* Task details: Note each line of the entries that includes "theoretical". Then copy those lines.
Data section START
PR #2290, opened 2017-02-09
Make compressed texture max size test reliable

Oletus:
ArrayBuffer allocations larger than 1 GB are not reliable on 32-bit
browsers. To make the compressed texture size conformance test
reliable, the max allocation size it uses needs to be limited down to
1 GB from the theoretical limit it was previously using.

To restore as much of the lost coverage as possible, cover max texture
size with 2D textures that are large only in one dimension and small
in the other dimension.

A separate stress test that uses ArrayBuffers up to the theoretical 4
GB limit is also added. This is valuable to have since it can reveal
bugs in 64-bit browsers that the lighter conformance test does not
reveal anymore. It also uses larger cube map textures in its positive
tests, raising the size limit from 2K x 2K to 8K x 8K.

### DIFF
--- a/conformance-suites/1.0.3/conformance/extensions/webgl-compressed-texture-size-limit.html
+++ b/conformance-suites/1.0.3/conformance/extensions/webgl-compressed-texture-size-limit.html
@@ -125,8 +125,9 @@ function getSharedArrayBufferSize() {
         sharedArrayBufferSize = bufferSizeNeeded;
       }
       bufferSizeNeeded = test.func(t.maxSize + test.sizeStep, t.maxSize + test.sizeStep);
-      // ArrayBuffers can be at most 4GB (minus 1 byte)
-      if (bufferSizeNeeded > sharedArrayBufferSize && bufferSizeNeeded <= 4294967295) {
+      // ArrayBuffers can be at most 4GB (minus 1 byte), but any allocations larger than 1 GB are unreliable in practice. So limit allocations to 1 GB.
+      // Textures that are wide in just one dimension can still be used to test max TEXTURE_2D size limit even if we don't allocate space for huge square textures.
+      if (bufferSizeNeeded > sharedArrayBufferSize && bufferSizeNeeded <= Math.pow(2, 30)) {
         sharedArrayBufferSize = bufferSizeNeeded;
       }
     }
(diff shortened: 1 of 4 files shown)


Oletus:
This affects conformance coverage of compressed cube map max size checks on a subset of platforms, and the changes need to be done in older versions of the conformance suite as well. Can I get comments from a few different people before merging?

kenrussell:
Thanks @Oletus for putting this together. The changes seem like a reasonable compromise given the realities of browsers on lower-end systems.

I looked a bit into trying to detect whether running on a 32-bit or 64-bit browser. It looks complicated and unreliable.

Any other comments @zhenyao @jdashg @kainino0x @RafaelCintron @grorg (in particular) before merging?

kainino0x:
This adds test expectations to 2.0.0 (in the "else"), but if it passes on Chrome+FF then I assume that's fine?

conformance-suites/1.0.3/conformance/extensions/webgl-compressed-texture-size-limit.html
```diff
@@ -217,11 +218,25 @@
       var dataSize = test.func(t.maxSize + test.sizeStep, t.maxSize + test.sizeStep);
       // this check assumes that each element is 1 byte
       if (dataSize > sharedArrayBuffer.byteLength) {
-        testPassed("Unable to test texture larger than maximum size due to ArrayBuffer size limitations -- this is legal");
+        if (t.target == gl.TEXTURE_CUBE_MAP) {
+          testPassed("Unable to test texture larger than maximum size due to ArrayBuffer size limitations -- this is legal");
+        } else {
```
kainino0x: (here)

Oletus: You are right that this technically increases coverage, but the intent has been to maintain the existing coverage as closely as possible. Since max size square textures can't be tested as much after this change, it's been replaced with textures that are large only in one dimension.

If people would rather just remove coverage from the older conformance tests, I'd be okay with that, but if this isn't a big issue to anyone, I could merge the existing version. Any more comments on this?

RafaelCintron:
Confirmed that WebGL 1.0 test pass on Edge.  The change LGTM.

zhenyao:
lgtm

kenrussell:
@Oletus the way you've phrased it is fine in my opinion.

Since all parties seem to be in agreement, let's make this change. Thanks for thinking about and fixing this.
Data section END
* Task result:
1 GB from the theoretical limit it was previously using.
A separate stress test that uses ArrayBuffers up to the theoretical 4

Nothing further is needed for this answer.